(Stored data entries)

======

PR #42434, opened 2026-09-09
feat(companion): greet the user first on companion entry (JARVIS-1772)

alex-nork:
## Summary

Anita's QA: entering a call from the macOS companion surface was silent, while in-app voice mode has the assistant greet first.

**Root cause.** The composer's voice button starts the session with `seedText: voiceEntryGreetingSeed(conversationIsEmpty)` (`chat-composer.tsx`). The companion's Talk goes through `startVoiceFromSurface` -> `drainPendingVoiceStart` in `clients/web/src/domains/chat/voice/live-voice/start-voice-request.ts`, which mints a fresh draft and then called `readyStarter.start(assistantId, conversationId, entry)` with only the `entry`, never a seed. Same drain serves the voice key and the deep link, so all three opened silent.

**Fix.** The drain now passes `seedText: voiceEntryGreetingSeed(true)` on the plain (non-ask) start. The draft it just minted is empty by construction, so this is the same rule and the same copy the composer applies. Nothing new for the guard: `useLiveVoice.start()` already holds the seed in `pendingSeedRef`, spends it once when the microphone comes up, and never re-sends it on the reconnect path, so a socket blip cannot greet twice. The ask path (`seedVisible` / `endAfterSeedReply`) is unchanged.

One line of behaviour in the shared seam rather than a companion-only branch, since the module's whole point is that the three outside-the-chat entries cannot drift into different ideas of what a press means.

## Tests

- `start-voice-request.test.ts`: new case `the companion's press opens with the assistant speaking first` (seed equals the composer's greeting, hidden, not an ask); `a running session spends the press` now also asserts nothing starts, so nothing greets into a thread already underway; the fresh-draft assertions include the seed.
- `use-global-deep-link-consumer.test.tsx`: the fresh-draft assertion includes the seed.
- The empty vs non-empty rule itself stays covered by `voice-entry-greeting.test.ts`, and the once-per-connect / no-double-greet-on-reconnect behaviour by `use-live-voice.test.ts`.

Ran (specific files, per the repo's macOS `bun test <dir>` gotcha):
- `start-voice-request.test.ts`: 43 pass, 0 fail
- `use-global-deep-link-consumer.test.tsx`: 56 pass, 0 fail
- `use-live-voice-session-controller.test.tsx`: 31 pass, 0 fail
- `use-live-voice.test.ts`: 131 pass, 0 fail
- `use-is-voice-room-visible.test.tsx`, `voice-entry-greeting.test.ts`, `global-push-to-talk-bridge.test.tsx`: pass individually (the 3-file combined run fails identically on untouched main, the known mock.module bleed)
- `bunx tsc --noEmit` in `clients/web`: clean
- eslint on the changed files: clean

Not verified in the running Electron app.

https://claude.ai/code/session_01AZTyGdrVc4zr5tsyDr262w

### DIFF
--- a/clients/web/src/domains/chat/voice/live-voice/start-voice-request.test.ts
+++ b/clients/web/src/domains/chat/voice/live-voice/start-voice-request.test.ts
@@ -74,6 +74,8 @@ const {
 } = await import("@/domains/chat/voice/live-voice/start-voice-request");
 const { isLiveVoiceSessionOwnedBy, useLiveVoiceStore } =
   await import("@/domains/chat/voice/live-voice/live-voice-store");
+const { voiceEntryGreetingSeed } =
+  await import("@/domains/chat/voice/live-voice/voice-entry-greeting");
 const { useAssistantIdentityStore } =
   await import("@/stores/assistant-identity-store");
 const { useConversationStore } = await import("@/stores/conversation-store");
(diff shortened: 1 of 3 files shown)


alex-nork:
@codex review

======

Directions:
Look through the records above for the string "starts", then copy every line that has it.

Response area:
**Root cause.** The composer's voice button starts the session with `seedText: voiceEntryGreetingSeed(conversationIsEmpty)` (`chat-composer.tsx`). The companion's Talk goes through `startVoiceFromSurface` -> `drainPendingVoiceStart` in `clients/web/src/domains/chat/voice/live-voice/start-voice-request.ts`, which mints a fresh draft and then called `readyStarter.start(assistantId, conversationId, entry)` with only the `entry`, never a seed. Same drain serves the voice key and the deep link, so all three opened silent.
- `start-voice-request.test.ts`: new case `the companion's press opens with the assistant speaking first` (seed equals the composer's greeting, hidden, not an ask); `a running session spends the press` now also asserts nothing starts, so nothing greets into a thread already underway; the fresh-draft assertions include the seed.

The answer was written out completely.